A college campus in Boulder, Colorado. What could sound more liberal, right?
So it’s not surprising that some Republicans want to keep control of the University of Colorado, hoping that GOP regents will have some sway in injecting more conservative viewpoints into the higher ed marketplace of ideas. They’ve found some success with the Center for Conservative Thought and Policy at CU-Boulder, a privately funded program with a visiting scholar who stays for four years. The center recently was rolled into the school’s Center for Western Civilization, which is designed to bring more conservative discourse into Western civ classes. The plan is to have faculty be part of it, along with graduate and doctoral students.
“I think what the reality is is that, if you don’t have members of the board supporting it and helping raise money for it, I’m not sure how long it would continue,” says John Carson, a Republican regent. He says he hears all the time how much parents worry about their kids getting a well-rounded education.
It is true that the faculty tends to be more progressive than conservative, says regent Shoemaker. But to her, that’s just more reason to elect a Democrat onto the board.
“I believe the whole system will function better and more smoothly with less friction, with less controversy,” she says. “Right now we can’t even select a board chair.”
For her part, Madden wants to see a different kind of diversity on campus.
“Who we hire as professors matters,” she says. “We have very few black professors and very few black administrators compared to our population. It’s a problem.”
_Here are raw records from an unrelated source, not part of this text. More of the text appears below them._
PR #712, opened 2023-09-26
feat: file thumbnails (and shadcn)

jimniels:
## Feature

- Filter a list of files by keyword
- Sort list of files
- Order list of files
- Grid/list view of files
  - Layout option is visible on larger screens, collapses into the dropdown menu on smaller screens.
- Thumbnails generate within the app when it loads _and_ a cell is edited
  - So, for example, creating a new file does not create a thumbnail. Only once you edit it does the thumbnail get created.
  - Thumbnail creates fixed image of 2048px at 16:9 ratio of a fixed space on the grid

**Also: this PR starts using shadcn components instead of MUI**

### Todos

- [x] Test mobile
- [x] "Menu" button on mobile is transparent which shows items behind it when scrolling.
- [x] Last hoverover on iPad stays for files on dashboard.
- [x] Test large files and ensure it doesn't slow down the grid
- [x] Create thumbnail on example create, first load.
- [x] Move thumbnailDirty flag to rust -- handle calculations in rust and send as part of TransactionSummary
- [x] Placeholder for files without thumbnail
- [x] Basic "Examples" tab (without filtering, thumbnails, etc)
- [x] Fix thumbnail generation @davidfig 
- [x] Image size (and format?) optimization
- [x] shadcn-ui integration: `@` imports for URLs
- [x] BUG: type "(" into the search bar, and it will crash the app. 

## Pre-deploy checklist

- [x] Ensure env variables are set in production server
- [x] Same-origin CORS configuration for fetching previews


quadratic-api/src/routes/files/preview.ts
```diff
@@ -0,0 +1,48 @@
...
+
+// if (
+//   process.env.AWS_S3_REGION !== undefined ||
+//   process.env.AWS_S3_ACCESS_KEY_ID !== undefined ||
+//   process.env.AWS_S3_SECRET_ACCESS_KEY !== undefined ||
+//   process.env.AWS_S3_BUCKET_NAME !== undefined
+// ) {
+//   console.log(process.env);
+//   throw new Error('Missing AWS S3 environment variables');
+// }
```
jimniels, line 15: We should remove all this if we don't need it...

quadratic-api/src/routes/files/fileMiddleware.ts
```diff
@@ -27,6 +27,6 @@ export const fileMiddleware = async (req: Request, res: Response, next: NextFunc
     }
   }
 
-  req.file = file;
+  req.document = file;
```
jimniels, line 30: curious why the rename here? if it's `file` in the API, why rename it to document...

quadratic-api/src/types/Request.ts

According to the latest faculty diversity report for CU Boulder, there are 121 black faculty and staff members out of about 6,100. On campus, 1.6 percent of the undergraduate student population is black. As for Latinos, there are 580 faculty and staff members. The undergraduate Latino student population is 10.6 percent.
Regents, Madden says, can move the needle by selecting a president who makes diversity hires a priority.
“It’s not that difficult,” Madden says, noting that the university system is taking steps to do that.
But, “it’s moving too slow,” she adds. “It’s just too damn slow.”
Policy issues aside, is this race really about a new CU president?
That depends on whom you ask.
Jim Martin, a former regent who held the at-large seat up for grabs this year, penned a recent newspaper column about how the current president’s future “likely hinges” on this race.
The Republican candidate agrees.
If Democrats gain control, “I think the first thing they want to do is fire our president,” Ganahl says bluntly. “Which is not good. He’s done a great job and he’s made some incredible advances at CU … I think that would be a terrible decision to move Bruce out.”
The Democrat, Madden, says that just ain’t so, despite unflattering comments she’d made about Benson’s selection in 2008.
“I’m not running because of Bruce Benson,” she says. “And I met with him to tell him that, by the way.” She says he has “done a great job as president.”
But Benson is almost 80 years old.
“We’re going to ride him as long as [we] can,” says Gallegos, the Republican regent from Grand Junction.
“I would say the selection of a president is on the line,” counters Shoemaker. “All of our leadership is going to be turning over in the next five years. We have got to be well prepared for that. And we, the board of regents, should be as functional as we can be so we attract the very best and brightest people who want to lead our university.”
*A previous version of this story misstated when a board vote had been taken.